*SUPPLIED ENTRIES:*
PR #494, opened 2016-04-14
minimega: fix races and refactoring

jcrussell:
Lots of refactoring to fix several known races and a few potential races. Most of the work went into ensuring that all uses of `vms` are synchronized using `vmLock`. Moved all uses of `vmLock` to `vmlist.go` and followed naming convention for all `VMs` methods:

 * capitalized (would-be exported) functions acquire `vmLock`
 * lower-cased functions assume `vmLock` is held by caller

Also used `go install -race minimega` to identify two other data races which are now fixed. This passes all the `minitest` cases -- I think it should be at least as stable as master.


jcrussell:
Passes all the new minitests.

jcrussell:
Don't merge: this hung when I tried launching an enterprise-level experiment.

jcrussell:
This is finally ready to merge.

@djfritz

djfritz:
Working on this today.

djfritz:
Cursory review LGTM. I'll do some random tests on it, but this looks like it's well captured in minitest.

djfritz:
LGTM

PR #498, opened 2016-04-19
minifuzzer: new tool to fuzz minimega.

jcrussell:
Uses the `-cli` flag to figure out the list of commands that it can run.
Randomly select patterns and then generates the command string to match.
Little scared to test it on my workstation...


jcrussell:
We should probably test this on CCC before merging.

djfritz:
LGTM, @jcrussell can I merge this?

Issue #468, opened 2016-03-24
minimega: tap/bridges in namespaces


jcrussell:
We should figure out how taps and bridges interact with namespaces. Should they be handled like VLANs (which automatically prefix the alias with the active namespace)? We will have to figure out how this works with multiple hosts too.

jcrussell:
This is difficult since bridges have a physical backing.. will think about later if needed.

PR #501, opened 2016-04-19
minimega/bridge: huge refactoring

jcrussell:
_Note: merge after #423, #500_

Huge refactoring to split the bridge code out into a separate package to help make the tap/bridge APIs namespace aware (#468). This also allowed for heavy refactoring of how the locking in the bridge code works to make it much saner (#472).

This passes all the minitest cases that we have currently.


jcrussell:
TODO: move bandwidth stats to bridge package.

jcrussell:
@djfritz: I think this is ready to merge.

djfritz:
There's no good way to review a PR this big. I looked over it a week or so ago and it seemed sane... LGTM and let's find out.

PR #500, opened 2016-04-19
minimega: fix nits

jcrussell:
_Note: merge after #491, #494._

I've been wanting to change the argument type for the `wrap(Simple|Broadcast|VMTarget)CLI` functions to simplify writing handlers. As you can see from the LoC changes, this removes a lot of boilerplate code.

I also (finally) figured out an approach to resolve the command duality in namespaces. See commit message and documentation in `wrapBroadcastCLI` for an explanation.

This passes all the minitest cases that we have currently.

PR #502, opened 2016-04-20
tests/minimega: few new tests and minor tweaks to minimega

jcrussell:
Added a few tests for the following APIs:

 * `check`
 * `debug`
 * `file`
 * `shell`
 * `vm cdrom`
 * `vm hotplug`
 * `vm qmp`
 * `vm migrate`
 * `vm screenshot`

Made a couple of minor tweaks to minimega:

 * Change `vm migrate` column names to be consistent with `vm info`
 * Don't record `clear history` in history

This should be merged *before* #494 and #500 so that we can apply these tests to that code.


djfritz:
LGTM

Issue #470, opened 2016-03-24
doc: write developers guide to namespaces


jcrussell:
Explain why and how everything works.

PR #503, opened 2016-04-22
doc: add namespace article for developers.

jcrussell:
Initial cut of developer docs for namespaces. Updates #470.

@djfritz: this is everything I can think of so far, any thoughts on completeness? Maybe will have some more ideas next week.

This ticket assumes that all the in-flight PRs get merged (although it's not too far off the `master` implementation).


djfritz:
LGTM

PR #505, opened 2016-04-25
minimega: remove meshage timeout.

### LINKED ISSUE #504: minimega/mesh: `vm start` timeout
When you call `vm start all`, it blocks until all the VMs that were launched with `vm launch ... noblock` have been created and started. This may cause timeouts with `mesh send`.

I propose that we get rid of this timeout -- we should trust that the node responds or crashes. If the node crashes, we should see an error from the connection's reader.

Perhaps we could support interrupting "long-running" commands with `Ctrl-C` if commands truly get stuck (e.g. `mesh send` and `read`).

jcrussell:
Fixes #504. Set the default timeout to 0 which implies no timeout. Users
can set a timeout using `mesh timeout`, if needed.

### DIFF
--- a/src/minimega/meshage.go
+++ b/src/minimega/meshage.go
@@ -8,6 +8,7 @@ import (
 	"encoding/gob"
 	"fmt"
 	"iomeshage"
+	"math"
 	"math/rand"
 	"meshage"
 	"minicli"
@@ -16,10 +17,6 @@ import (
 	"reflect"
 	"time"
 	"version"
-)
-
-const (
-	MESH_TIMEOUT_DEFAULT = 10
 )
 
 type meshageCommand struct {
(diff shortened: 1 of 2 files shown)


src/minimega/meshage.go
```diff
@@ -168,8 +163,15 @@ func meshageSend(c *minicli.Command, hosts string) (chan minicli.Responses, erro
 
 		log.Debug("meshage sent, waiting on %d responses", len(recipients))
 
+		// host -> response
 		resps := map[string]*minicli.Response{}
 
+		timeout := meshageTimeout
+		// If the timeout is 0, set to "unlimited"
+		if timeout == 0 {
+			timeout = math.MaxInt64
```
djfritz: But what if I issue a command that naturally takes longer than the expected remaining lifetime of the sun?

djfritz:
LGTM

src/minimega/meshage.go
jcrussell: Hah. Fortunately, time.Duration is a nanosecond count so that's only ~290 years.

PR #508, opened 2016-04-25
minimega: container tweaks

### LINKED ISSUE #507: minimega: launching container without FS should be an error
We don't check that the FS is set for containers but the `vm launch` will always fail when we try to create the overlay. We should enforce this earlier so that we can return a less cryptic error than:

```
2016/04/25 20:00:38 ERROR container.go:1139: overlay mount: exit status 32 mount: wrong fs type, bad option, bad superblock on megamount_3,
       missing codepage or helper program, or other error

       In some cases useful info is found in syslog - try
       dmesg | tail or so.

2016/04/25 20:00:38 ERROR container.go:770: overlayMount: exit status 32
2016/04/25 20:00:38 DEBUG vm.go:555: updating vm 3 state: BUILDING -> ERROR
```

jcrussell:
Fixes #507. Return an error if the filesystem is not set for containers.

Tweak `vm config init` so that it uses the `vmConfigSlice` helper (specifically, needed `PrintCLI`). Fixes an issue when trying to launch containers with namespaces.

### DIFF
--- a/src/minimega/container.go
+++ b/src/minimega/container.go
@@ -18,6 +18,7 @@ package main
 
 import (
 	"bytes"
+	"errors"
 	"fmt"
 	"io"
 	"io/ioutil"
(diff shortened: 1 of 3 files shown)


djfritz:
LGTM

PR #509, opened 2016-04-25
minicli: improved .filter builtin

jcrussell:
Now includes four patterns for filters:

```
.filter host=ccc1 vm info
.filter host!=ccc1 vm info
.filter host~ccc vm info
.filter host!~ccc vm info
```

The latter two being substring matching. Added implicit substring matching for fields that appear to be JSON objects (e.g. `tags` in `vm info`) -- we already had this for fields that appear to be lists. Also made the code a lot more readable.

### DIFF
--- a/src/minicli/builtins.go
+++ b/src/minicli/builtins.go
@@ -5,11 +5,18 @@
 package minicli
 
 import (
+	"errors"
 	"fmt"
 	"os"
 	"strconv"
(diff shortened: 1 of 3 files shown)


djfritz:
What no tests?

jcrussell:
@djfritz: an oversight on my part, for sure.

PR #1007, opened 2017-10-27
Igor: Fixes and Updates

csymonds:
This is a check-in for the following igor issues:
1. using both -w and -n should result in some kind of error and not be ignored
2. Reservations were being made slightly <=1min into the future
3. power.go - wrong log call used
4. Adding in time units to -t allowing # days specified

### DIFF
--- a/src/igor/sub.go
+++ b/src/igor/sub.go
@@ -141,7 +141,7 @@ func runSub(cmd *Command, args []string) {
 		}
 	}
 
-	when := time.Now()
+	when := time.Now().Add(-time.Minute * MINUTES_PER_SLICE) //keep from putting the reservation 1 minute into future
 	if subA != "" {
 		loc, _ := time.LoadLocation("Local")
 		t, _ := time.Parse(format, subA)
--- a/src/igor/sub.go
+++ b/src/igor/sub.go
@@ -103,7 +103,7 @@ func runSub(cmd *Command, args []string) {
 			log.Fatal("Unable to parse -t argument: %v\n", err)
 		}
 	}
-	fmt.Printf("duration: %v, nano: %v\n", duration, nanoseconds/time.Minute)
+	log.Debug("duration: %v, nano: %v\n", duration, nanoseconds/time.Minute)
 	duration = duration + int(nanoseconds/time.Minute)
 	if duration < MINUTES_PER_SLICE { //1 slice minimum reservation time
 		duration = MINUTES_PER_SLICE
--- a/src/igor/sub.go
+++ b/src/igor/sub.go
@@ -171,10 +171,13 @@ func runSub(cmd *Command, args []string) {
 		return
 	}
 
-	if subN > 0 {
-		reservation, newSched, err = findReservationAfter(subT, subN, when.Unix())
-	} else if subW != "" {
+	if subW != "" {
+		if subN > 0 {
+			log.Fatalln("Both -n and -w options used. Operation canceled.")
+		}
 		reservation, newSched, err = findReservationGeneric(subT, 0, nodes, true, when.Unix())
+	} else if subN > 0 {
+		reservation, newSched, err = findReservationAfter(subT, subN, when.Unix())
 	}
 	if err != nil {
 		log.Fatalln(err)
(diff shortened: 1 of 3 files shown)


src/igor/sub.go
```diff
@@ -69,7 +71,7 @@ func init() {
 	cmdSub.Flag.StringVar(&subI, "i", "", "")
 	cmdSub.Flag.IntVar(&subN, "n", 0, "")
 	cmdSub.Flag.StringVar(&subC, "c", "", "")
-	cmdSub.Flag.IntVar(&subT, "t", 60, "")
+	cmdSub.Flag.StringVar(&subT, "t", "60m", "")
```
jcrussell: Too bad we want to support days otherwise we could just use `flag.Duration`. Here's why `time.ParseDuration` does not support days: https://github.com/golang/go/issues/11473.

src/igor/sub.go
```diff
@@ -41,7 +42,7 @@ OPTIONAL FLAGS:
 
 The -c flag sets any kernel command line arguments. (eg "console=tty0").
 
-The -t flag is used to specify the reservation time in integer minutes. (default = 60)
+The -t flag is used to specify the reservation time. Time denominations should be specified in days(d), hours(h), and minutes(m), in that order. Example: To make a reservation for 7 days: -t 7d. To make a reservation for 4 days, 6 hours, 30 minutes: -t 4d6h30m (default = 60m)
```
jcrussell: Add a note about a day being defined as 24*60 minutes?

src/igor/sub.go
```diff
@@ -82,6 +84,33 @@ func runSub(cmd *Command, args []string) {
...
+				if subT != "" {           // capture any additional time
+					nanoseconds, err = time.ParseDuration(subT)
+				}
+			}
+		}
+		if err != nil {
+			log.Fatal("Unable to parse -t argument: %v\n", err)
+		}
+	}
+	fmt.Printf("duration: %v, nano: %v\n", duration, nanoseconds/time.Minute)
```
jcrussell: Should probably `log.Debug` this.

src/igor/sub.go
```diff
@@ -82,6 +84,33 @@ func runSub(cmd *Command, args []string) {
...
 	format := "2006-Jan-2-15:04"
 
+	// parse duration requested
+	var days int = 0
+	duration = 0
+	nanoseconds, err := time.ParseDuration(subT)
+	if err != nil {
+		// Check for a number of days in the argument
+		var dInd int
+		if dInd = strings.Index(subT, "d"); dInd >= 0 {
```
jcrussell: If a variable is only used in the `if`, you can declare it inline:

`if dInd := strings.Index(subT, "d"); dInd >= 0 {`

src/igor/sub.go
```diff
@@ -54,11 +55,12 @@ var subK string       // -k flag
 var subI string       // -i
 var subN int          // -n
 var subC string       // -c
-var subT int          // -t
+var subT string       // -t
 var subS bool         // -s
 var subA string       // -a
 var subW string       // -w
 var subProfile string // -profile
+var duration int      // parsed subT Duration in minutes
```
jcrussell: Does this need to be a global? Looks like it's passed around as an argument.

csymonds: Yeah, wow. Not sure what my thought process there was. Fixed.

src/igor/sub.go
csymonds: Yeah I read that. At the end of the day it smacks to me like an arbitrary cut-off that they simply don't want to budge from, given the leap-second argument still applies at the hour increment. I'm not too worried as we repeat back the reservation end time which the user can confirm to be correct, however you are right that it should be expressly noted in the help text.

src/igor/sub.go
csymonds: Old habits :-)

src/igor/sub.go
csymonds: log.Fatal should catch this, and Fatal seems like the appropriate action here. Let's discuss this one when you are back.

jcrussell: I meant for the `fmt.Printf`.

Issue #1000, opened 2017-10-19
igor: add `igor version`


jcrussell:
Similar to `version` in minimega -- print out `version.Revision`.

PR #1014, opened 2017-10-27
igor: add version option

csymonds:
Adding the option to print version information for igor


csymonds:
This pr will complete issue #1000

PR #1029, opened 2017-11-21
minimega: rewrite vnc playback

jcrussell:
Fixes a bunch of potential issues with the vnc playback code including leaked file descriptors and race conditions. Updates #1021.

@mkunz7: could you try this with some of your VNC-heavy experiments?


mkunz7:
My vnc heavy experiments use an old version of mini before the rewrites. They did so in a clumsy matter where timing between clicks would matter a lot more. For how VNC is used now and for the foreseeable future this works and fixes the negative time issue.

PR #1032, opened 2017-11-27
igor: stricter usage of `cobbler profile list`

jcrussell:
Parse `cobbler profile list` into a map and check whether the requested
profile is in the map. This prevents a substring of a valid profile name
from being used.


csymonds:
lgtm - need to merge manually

*DIRECTIONS:*
Begin at the first line of the records above and quote every line verbatim through the one that contains "Huge refactoring to".

*RESPONSE:*
PR #494, opened 2016-04-14
minimega: fix races and refactoring

jcrussell:
Lots of refactoring to fix several known races and a few potential races. Most of the work went into ensuring that all uses of `vms` are synchronized using `vmLock`. Moved all uses of `vmLock` to `vmlist.go` and followed naming convention for all `VMs` methods:

 * capitalized (would-be exported) functions acquire `vmLock`
 * lower-cased functions assume `vmLock` is held by caller

Also used `go install -race minimega` to identify two other data races which are now fixed. This passes all the `minitest` cases -- I think it should be at least as stable as master.


jcrussell:
Passes all the new minitests.

jcrussell:
Don't merge: this hung when I tried launching an enterprise-level experiment.

jcrussell:
This is finally ready to merge.

@djfritz

djfritz:
Working on this today.

djfritz:
Cursory review LGTM. I'll do some random tests on it, but this looks like it's well captured in minitest.

djfritz:
LGTM

PR #498, opened 2016-04-19
minifuzzer: new tool to fuzz minimega.

jcrussell:
Uses the `-cli` flag to figure out the list of commands that it can run.
Randomly select patterns and then generates the command string to match.
Little scared to test it on my workstation...


jcrussell:
We should probably test this on CCC before merging.

djfritz:
LGTM, @jcrussell can I merge this?

Issue #468, opened 2016-03-24
minimega: tap/bridges in namespaces


jcrussell:
We should figure out how taps and bridges interact with namespaces. Should they be handled like VLANs (which automatically prefix the alias with the active namespace)? We will have to figure out how this works with multiple hosts too.

jcrussell:
This is difficult since bridges have a physical backing.. will think about later if needed.

PR #501, opened 2016-04-19
minimega/bridge: huge refactoring

jcrussell:
_Note: merge after #423, #500_

Huge refactoring to split the bridge code out into a separate package to help make the tap/bridge APIs namespace aware (#468). This also allowed for heavy refactoring of how the locking in the bridge code works to make it much saner (#472).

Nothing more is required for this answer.